The survey followed 743 Canadian MS patients (577 women, 166 men) for at least 20 years. It examined gender differences in health, socioeconomics, mood and lifestyle. The average age of respondents was 65 years.

Researchers assessed individual health characteristics like level of functioning and MS experiences — employment, fatigue, perceived health and satisfaction with health services. Other illnesses occurring at the same time as MS were grouped as cardiovascular, mental illness or musculoskeletal.

There were no differences in age, years with MS, fatigue, disability or social support between men and the women surveyed. However, older men responding to the survey had a worse opinion of their overall health, displayed lower resilience and participated less in life roles than did older women. Men experienced more depressive symptoms, while women reported more anxiety.

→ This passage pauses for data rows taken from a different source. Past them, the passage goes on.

PR #1002, opened 2022-06-06
Addition of wgit add and wgit commit functionalities. Includes refactors and new classes.

riohib:
## What does this PR do?
Fixes # (issue).
1. Implements the `wgit add` and `wgit commit` functionalities. 
2. Redoes the `.wgit/file.pt` (now `.wgit/checkpoint.pt`) to reflect the meta_data to be commited by git (instead of appending). Moreover, the actual `sha1` is no longer the key within this json data. Adds, future option for inclusion of layerwise`sha1s`.
3. Adds reference tracking in `sha1_refs.json`.  
4. Added some error handling to `add` and failure clean up and handling.
5. Added a new `PyGit` class to find and wrap the `.wgit/.git` repo. Handles the `git add` and `git commit` of the metadata file `checkpoint.pt`. PyGit2 is being used for these functionalities.
6. Refactored code. Discarded the `staticmethod` based implementation in favor of a object instance based one, with `Repo`, `PyGit` and `WeiGit` classes.

[Update:]
  1. Combines the functionalities of the WeiGit and Repo class into a single WeiGitRepo class.
  2. Classes are now separated into their own modules.
  3. Moved some functions and staticmethod to utils.
  4. Adds a range of tests for add and commit functionalities of weigit.

[Update]:
 1. Moved wgit within `fairscale/experimental`. Made changes to other codes to support installation.
 2. Added type checking.
 3. Additional checks for some cli functionalities.

[Update]:
1. Changes weigit `cli` slightly to handle errors and some cases. 
2. Correspondingly changes the `weigit_api.WeiGitRepo` class `__init__` method to reflect the `cli` changes. 

## Before submitting

- [ ] Did you have fun?
  - [ ] N/A
  - [ ] N/A
  - [ ] N/A
  - [ ] N/A

## PR review


experimental/wgit/cli.py
```diff
@@ -74,19 +74,24 @@ def main(argv=None):
         weigit = weigit_api.WeiGit()
 
     if args.command == "add":
-        weigit_api.WeiGit.add(args.add)
+        weigit = weigit_api.WeiGit()
```
min-xu-ai, line 77: maybe rename "weigit" variable into "repo" to denote that it is a repo?

min-xu-ai: same for the rest in this file obviously.

experimental/wgit/weigit_api.py
```diff
@@ -112,8 +201,65 @@ class SHA1_store:
...
+            # Try
+            with open(ref_file, "w", encoding="utf-8") as f:
+                json.dump(ref_data, f, ensure_ascii=False, indent=4)
+            # except: clean up TODO: Make the whole add method in try except block cleaning up the SHA1 directory ## TODO
+
+    def read(SHA1):
+        pass
+
+    @staticmethod
+    def get_sha1_hash(file_path):
```
min-xu-ai, line 251: this should be a helper function in the utils.py?

experimental/wgit/weigit_api.py
```diff
@@ -14,92 +16,179 @@
 
 
 class WeiGit:
```
min-xu-ai, line 18: I am thinking that we should combine the WeiGit class and the Repo class. Just use the repo class for everything that WeiGit class is doing. I.e. 

repo = Repo()
repo.add()
repo.status()

etc.

What's the reason to have 2 separate classes?

min-xu-ai (commented):
Added some high level comment. Let's sync offline.

fairscale/experimental/wgit/utils.py
```diff
@@ -0,0 +1,71 @@
...
+            sha1.update(data)
+    return sha1.hexdigest()
+
+
+def weigit_repo_exists(check_dir: Path) -> bool:
+    wgit_exists, sha1_refs, git_exists, gitignore_exists = weigit_repo_status(check_dir)
+    return wgit_exists and sha1_refs and git_exists and gitignore_exists
+
+
+def weigit_repo_status(check_dir: Path) -> tuple:
```
min-xu-ai, line 55: status can be confused with status command, rename to `weight_repo_file_check`?

fairscale/experimental/wgit/utils.py
```diff
@@ -0,0 +1,71 @@
...
+    gitignore_exists = check_dir.joinpath(".wgit/.gitignore").exists()
+    return wgit_exists, sha1_refs, git_exists, gitignore_exists
+
+
+class ExitCode(Enum):
+    CLEAN = 0
+    FILE_EXISTS_ERROR = 1
+    FILE_DOES_NOT_EXIST_ERROR = 2
+
+    ERROR = -1  # unknown errors
```
min-xu-ai, line 71: is this actually used?

fairscale/experimental/wgit/utils.py
```diff
@@ -0,0 +1,71 @@
...
+    returns the state of the weigit repo and checks if all the required files are present.
+    """
+    wgit_exists = check_dir.joinpath(".wgit").exists()
+    sha1_refs = check_dir.joinpath(".wgit/sha1_refs.json").exists()
+    git_exists = check_dir.joinpath(".wgit/.git").exists()
+    gitignore_exists = check_dir.joinpath(".wgit/.gitignore").exists()
+    return wgit_exists, sha1_refs, git_exists, gitignore_exists
+
+
+class ExitCode(Enum):
```
min-xu-ai, line 66: docstring

fairscale/experimental/wgit/weigit_api.py
```diff
@@ -0,0 +1,172 @@
...
+
+import json
+import os
+import pathlib
+from pathlib import Path
+import shutil
+import sys
+from typing import Union
+
+import pygit2
```
min-xu-ai, line 14: is this still needed? Shouldn't we be using PyGit class not this directly?

fairscale/experimental/wgit/weigit_api.py
```diff
@@ -0,0 +1,172 @@
+# Copyright (c) Facebook, Inc. and its affiliates.
```
min-xu-ai, line 1: like I mentioned, this file can be renamed to repo.py

fairscale/experimental/wgit/weigit_api.py
```diff
@@ -0,0 +1,172 @@
...
+from pathlib import Path
+import shutil
+import sys
+from typing import Union
+
+import pygit2
+
+from fairscale.experimental.wgit.pygit import PyGit
+from fairscale.experimental.wgit.sha1_store import SHA1_store
+from fairscale.experimental.wgit.utils import ExitCode, create_dir, create_file, get_sha1_hash, write_to_file
```
min-xu-ai, line 18: all these can be:

from .pygit import ...
from .sha1_store import ...
from .utils import ...

fairscale/experimental/wgit/weigit_api.py
```diff
@@ -0,0 +1,172 @@
...
+
+
+class WeiGitRepo:
```
min-xu-ai, line 21: can be simply "Repo" class.

fairscale/experimental/wgit/weigit_api.py
```diff
@@ -0,0 +1,172 @@
...
+        if not self._exists() and init:
+            # No weigit repo exists and is being initialized with init=True
+            # Make .wgit directory, create sha1_refs and metadata file
+            create_dir(dir_path=self._wgit_dir, exception_msg="An exception occured: WeiGit already Initialized")
+            create_file(file_path=self._metadata_file)
+            create_file(file_path=self._sha1_ref)
+
+            # Make the .wgit a git repo
+            try:
+                pygit2.init_repository(str(self._wgit_git_path), False)
```
min-xu-ai, line 52: This probably should be part of the PyGit class and should handle self.user and self.email's init.

tests/experimental/wgit/test_api.py
```diff
@@ -0,0 +1,109 @@
+# Copyright (c) Facebook, Inc. and its affiliates.
```
min-xu-ai, line 1: Thanks for adding those top level (integration) tests!

I think we should also include unit test for each class, like test_repo.py, test_sha1_store.py, test_pygit.py etc. Basically, with unit test, we can test each APIs in separation and make bugs and regression much easier to catch.

fairscale/experimental/wgit/weigit_api.py
```diff
@@ -0,0 +1,172 @@
...
+            # use the sha1_has to create a directory with first2 sha naming convention
+            try:
+                repo_fdir = os.path.join(self.path, "sha1_store", sha1_hash[:2]) + "/"
+                os.makedirs(repo_fdir)
+            except FileExistsError as error:
+                sys.stderr.write(f"An exception occured: {repr(error)}\n")
+                sys.exit(ExitCode.FILE_EXISTS_ERROR)
+            try:
+                # First transfer the file to the internal sha1_store
+                repo_fpath = os.path.join(repo_fdir, sha1_hash[2:])
```
min-xu-ai, line 88: this should probably be part of sha1_store.add() function.

min-xu-ai (commented):
This is getting much better! Thanks for all the re-structuring and tests.

I have mostly smaller and local comments. These may still require good effort to address them all. Thanks for the patience. We want to get the basic structure as good as possible and it will speed up our future development.

Again, we are not increasing any scope of this PR. We just want to limit it the existing goals but doing the existing things in the right way.

fairscale/experimental/wgit/pygit.py
```diff
@@ -0,0 +1,59 @@
...
+        if pygit_parent_p != self.wgit_path:
+            self.exists = False
+            self.repo = None
+            raise pygit2.GitError("No git repo exists within .wgit. Reinitialize weigit!")
+        else:
+            self.exists = True
+            self.repo = pygit2.Repository(str(self.path))
+            self.index = self.repo.index
+            self.name = "user"  # Commit metadata
+            self.email = "user@email.com"
```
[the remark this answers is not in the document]
min-xu-ai: Yeah, I can see this is tricky. I think the init() needs to take those as optional arguments which can be used by test in case the user's config isn't set. For normal cases when user's .gitconfig is already set, the options won't be needed.

fairscale/experimental/wgit/sha1_store.py
```diff
@@ -0,0 +1,68 @@
...
+    def __init__(self) -> None:
+        try:
+            sha1_store_path = Path.cwd().joinpath(".wgit", "sha1_store")
+            if not sha1_store_path.exists():
+                Path.mkdir(sha1_store_path, parents=False, exist_ok=False)
+        except FileExistsError as error:
+            sys.stderr.write(f"An exception occured while creating Sha1_store: {repr(error)}\n")
+            sys.exit(ExitCode.FILE_EXISTS_ERROR)
+
+    def add_ref(self, current_sha1_hash: str) -> None:
```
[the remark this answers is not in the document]
min-xu-ai: Just to make sure we don't have any misunderstanding, the sha1_store.add() function does more than just checksuming, right? It also copy the file or store the data into a destination file inside sha1_store's internal dir so that it can be read back in the future, right?

fairscale/experimental/wgit/utils.py
riohib: The last one? I don't think that is being used now.

fairscale/experimental/wgit/weigit_api.py
riohib: Ah I see, this makes is more reasonable. Need to update the design doc a bit as well to reflect this.

.gitignore
```diff
@@ -13,7 +13,7 @@
 .testmondata
 
 # experimental weigit
-experimental/.gitignore
+fairscale/experimental/wgit/dev
```
min-xu-ai, line 16: comment on what this dev dir is used for?

fairscale/experimental/wgit/__init__.py
```diff
@@ -3,7 +3,7 @@
 # This source code is licensed under the BSD license found in the
 # LICENSE file in the root directory of this source tree.
 
-from .cli import main
-from .weigit_api import WeiGit
+from .repo import Repo
+from .version import __version_tuple__
 
-__version__ = "0.0.1"
+__version__ = ".".join([str(x) for x in __version_tuple__])
```
min-xu-ai, line 9: after this line, perhaps add

__all__ = []

so that `import *` won't import anything by default to avoid polluting the name space. That's a convention we use in fairscale.

fairscale/experimental/wgit/cli.py
```diff
@@ -71,25 +72,30 @@ def main(argv=None):
...
+        repo.commit(args.message)
 
     if args.command == "checkout":
-        weigit_api.WeiGit.checkout()
+        repo = Repo(Path.cwd())
+        repo.checkout(args.checkout)
 
     if args.command == "version":
-        print(wgit.__version__)
+        print(".".join([str(x) for x in version.__version_tuple__]))
```
min-xu-ai, line 98: it seems that you can just use __version__ directly not duplicate the code here?

fairscale/experimental/wgit/pygit.py
```diff
@@ -0,0 +1,100 @@
...
+        parent_path: Path,
+        gitignore: List = list(),
+        name: str = "user",
+        email: str = "user@email.com",
+    ) -> None:
+        """
+        PyGit class to wrap the wgit/.git repo and interact with the git repo.
+
+        Args:
+        parent_path: Has to be the full path of the parent!
```
min-xu-ai, line 24: pls describe the meaning of this arg in addition of the important note here.

also document other args like gitignore, name, email.

maybe no need to have default values for name and email? Let caller always pass them explicitly?

fairscale/experimental/wgit/pygit.py
```diff
@@ -0,0 +1,100 @@
...
+                self.path = self._parent_path.joinpath(".git")
+            else:
+                # if the parent is not a .wgit repo,
+                # then the found-repo is a different git repo. Init new .wgit/.git
+                self._init_wgit_git(gitignore)
+        else:
+            # no git repo found, make .wgit a git repo
+            self._init_wgit_git(gitignore)
+
+    def _init_wgit_git(self, gitignore: List) -> None:
```
min-xu-ai, line 52: document the gitignore arg. you can use "see above" since it is the same as that in the `__init__`.

fairscale/experimental/wgit/pygit.py
```diff
@@ -0,0 +1,100 @@
...
+    def _exists(self) -> bool:
+        """returns True if wgit is a git repository"""
+        return self._parent_path == Path(self.repo.path).parent
+
+    @property
+    def _path(self) -> str:
+        """returns the path of the git repository PyGit is wrapped around"""
+        return self.repo.path
+
+    def status(self) -> None:
```
min-xu-ai, line 98: maybe this should return the status, not print it? Let caller decide whether print or not?

fairscale/experimental/wgit/repo.py
```diff
@@ -0,0 +1,131 @@
...
+
+
+class Repo:
+    def __init__(self, parent_dir: Path, init: bool = False) -> None:
+        """Features:
+        1. Create the wgit directory if it does not exist.
+        2. SHA1Store.init()
+        3. Create SHA1 .wgit/sha1_refs.json
+        3. Initialize a .git directory within the .wgit using `git init`.
+        4. add a .gitignore within the .wgit directory, so that the git repo within will ignore `sha1_refs.json`
```
min-xu-ai, line 22: document the args pls.

fairscale/experimental/wgit/repo.py
```diff
@@ -0,0 +1,131 @@
...
+        """
+        # If repo does not exist, creates a new wgit repo object with self.repo.path pointing to the path of repo
+        # and notes all the internal files.
+        # else, if repo already exists: create a pygit object from the .wgit/.git.
+        self.wgit_parent = parent_dir
+        self._repo_path: Union[None, Path] = None
+        self._wgit_dir = Path(".wgit")
+        self._metadata_file = Path(".wgit/checkpoint.pt")
+        self._sha1_ref = Path(".wgit/sha1_refs.json")
```
min-xu-ai, line 31: should this be part of sha1 store class? It is for sha1 store for ref counting for delete, right?

fairscale/experimental/wgit/repo.py
```diff
@@ -0,0 +1,131 @@
...
+        3. Initialize a .git directory within the .wgit using `git init`.
+        4. add a .gitignore within the .wgit directory, so that the git repo within will ignore `sha1_refs.json`
+        """
+        # If repo does not exist, creates a new wgit repo object with self.repo.path pointing to the path of repo
+        # and notes all the internal files.
+        # else, if repo already exists: create a pygit object from the .wgit/.git.
+        self.wgit_parent = parent_dir
+        self._repo_path: Union[None, Path] = None
+        self._wgit_dir = Path(".wgit")
+        self._metadata_file = Path(".wgit/checkpoint.pt")
```
min-xu-ai, line 30: I am still confused by the need of this file. I think there shouldn't be a single hardcode named metadata file like this.

Instead, we will have metadata file PER weight file users ask us to track.

Say, user have a file name `cifar.pt`, and he does:

wgit add cifar.pt

then,

inside .wgit/git, we should create/modify:

.wgit/git/cifar.pt

which is a metadata file. Am I missing anything that you are thinking otherwise?

fairscale/experimental/wgit/repo.py
```diff
@@ -0,0 +1,131 @@
...
+        if self._exists():
+            print("wgit checkout: sha1")
+
+    def compression(self) -> None:
+        """Not Implemented: Compression functionalities"""
+        print("Not Implemented!")
+
+    def checkout_by_steps(self) -> None:
+        """Not Implemented: Checkout by steps"""
+        print("Not Implemented!")
```
min-xu-ai, line 105: you could `raise NotImplementedError()`. I remember this is a standard python exception for it.

min-xu-ai (approved):
Great improvement! I have some minor comments and 1 major one.

The major one is about hardcoded checkpoint.pt. See my comment below. I think it needs to be changed to PER user-supplied file name. You can address this before merging or merge this and immediately address this issue since this is a pretty fundamental thing.

riohib:
I think I will fix the major issue you mentioned and then merge this. Thanks a lot for pointing it out.

fairscale/experimental/wgit/repo.py
riohib: I think this makes sense for a more general use case. I think I was operating under the impression that we would be making users track only one checkpoint file per weigit repo. Will go ahead and include these. Thanks!!

riohib:
Final Notes: 
> I think I will fix the major issue you mentioned and then merge this. Thanks a lot for pointing it out. :)

Upon further work, fixing the highlighted major issue needs a cascading range of changes in the sha1 reference tracking that will significantly change the scope of this PR. Hence, I am merging PR and will open a new PR with the new fixes and modifications that deals with all the comments in this PR after the last commit.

Depression predicted health perception in both women and men more than other factors such as household participation, disability, resilience and fatigue  in women, and physical activity, financial flexibility and alcohol use in men.

“Older men exhibit poorer adaptation to aging with MS than do older women, and their health and lifestyle behaviors may place them at greater risk for health deterioration,” researchers wrote.

“The most critical predictor of health in both sexes was depression, a condition whose treatment could induce a cascade of protective health behaviors, such as adherence to a healthy diet, exercise, moderate alcohol consumption, and more social engagement,” the team concluded. “These findings suggest that older men and women with MS require advice and intervention tailored specifically to their needs.”